§ EXERCISE REQUIREMENTS:
Work out the number of lines below containing the word "constants" and give nothing besides it.

§ DATA FOR ANALYSIS:

>>>>>

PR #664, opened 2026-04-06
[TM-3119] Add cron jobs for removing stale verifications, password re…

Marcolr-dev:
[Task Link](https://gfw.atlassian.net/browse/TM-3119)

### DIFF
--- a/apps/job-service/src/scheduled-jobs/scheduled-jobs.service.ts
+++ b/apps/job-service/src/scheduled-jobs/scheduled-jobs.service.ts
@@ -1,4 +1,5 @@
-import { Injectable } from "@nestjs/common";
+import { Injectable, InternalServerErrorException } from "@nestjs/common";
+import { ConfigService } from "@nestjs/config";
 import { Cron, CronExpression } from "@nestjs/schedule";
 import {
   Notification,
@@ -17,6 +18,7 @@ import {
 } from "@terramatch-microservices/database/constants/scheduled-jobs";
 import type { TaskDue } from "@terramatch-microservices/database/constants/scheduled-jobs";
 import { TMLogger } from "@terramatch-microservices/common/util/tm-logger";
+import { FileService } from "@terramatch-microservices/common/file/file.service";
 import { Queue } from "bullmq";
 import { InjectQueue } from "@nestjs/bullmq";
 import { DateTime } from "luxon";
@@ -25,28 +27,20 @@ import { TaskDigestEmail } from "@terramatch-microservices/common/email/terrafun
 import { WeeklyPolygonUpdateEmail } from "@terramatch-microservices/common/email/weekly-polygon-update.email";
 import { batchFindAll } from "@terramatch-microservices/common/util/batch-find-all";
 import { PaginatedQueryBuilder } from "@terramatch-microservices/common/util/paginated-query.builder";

<<<<<

§ RESPONSE FOR THIS EXERCISE:
2